PR #52166, opened 2023-10-19
[HtmlSanitizer] Add support for sanitizing unlimited length of HTML document

lyrixx:
| Q             | A
| ------------- | ---
| Branch?       | 6.4
| Bug fix?      | no
| New feature?  | yes
| Deprecations? | no
| Tickets       |
| License       | MIT

### DIFF
--- a/src/Symfony/Component/HtmlSanitizer/CHANGELOG.md
+++ b/src/Symfony/Component/HtmlSanitizer/CHANGELOG.md
@@ -1,6 +1,11 @@
 CHANGELOG
 =========
 
+6.4
+---
+
+ * Add support for sanitizing unlimited length of HTML document
+
 6.1
 ---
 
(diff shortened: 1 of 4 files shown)


nicolas-grekas (approved):

nicolas-grekas:
What about `withMaxInputLength(PHP_INT_MAX)`? Isn't this risky practice?

lyrixx:
> What about `withMaxInputLength(PHP_INT_MAX)`? Isn't this risky practice?

I did that in my app (still on 6.3 😅) But If feels more natural to disable the feature completely if you don't want it.

tgalopin (approved):
Given that there is a default at 20 000, I think anyone choosing to change it probably had a a look at why it exists and therefore understands at least a bit the consequences. I'm fine disabling it completely IMO

stof:
@tgalopin there is no phpdoc at all in `HtmlSanitizerConfig` that would explain the reason to have a limit though.

nicolas-grekas:
Thank you @lyrixx.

**PROBLEM TO WORK ON**
Write out the whole listing verbatim.

**YOUR SOLUTION**
PR #52166, opened 2023-10-19
[HtmlSanitizer] Add support for sanitizing unlimited length of HTML document

lyrixx:
| Q             | A
| ------------- | ---
| Branch?       | 6.4
| Bug fix?      | no
| New feature?  | yes
| Deprecations? | no
| Tickets       |
| License       | MIT

### DIFF
--- a/src/Symfony/Component/HtmlSanitizer/CHANGELOG.md
+++ b/src/Symfony/Component/HtmlSanitizer/CHANGELOG.md
@@ -1,6 +1,11 @@
 CHANGELOG
 =========
 
+6.4
+---
+
+ * Add support for sanitizing unlimited length of HTML document
+
 6.1
 ---
 
(diff shortened: 1 of 4 files shown)


nicolas-grekas (approved):

nicolas-grekas:
What about `withMaxInputLength(PHP_INT_MAX)`? Isn't this risky practice?

lyrixx:
> What about `withMaxInputLength(PHP_INT_MAX)`? Isn't this risky practice?

I did that in my app (still on 6.3 😅) But If feels more natural to disable the feature completely if you don't want it.

tgalopin (approved):
Given that there is a default at 20 000, I think anyone choosing to change it probably had a a look at why it exists and therefore understands at least a bit the consequences. I'm fine disabling it completely IMO

stof:
@tgalopin there is no phpdoc at all in `HtmlSanitizerConfig` that would explain the reason to have a limit though.

nicolas-grekas:
Thank you @lyrixx.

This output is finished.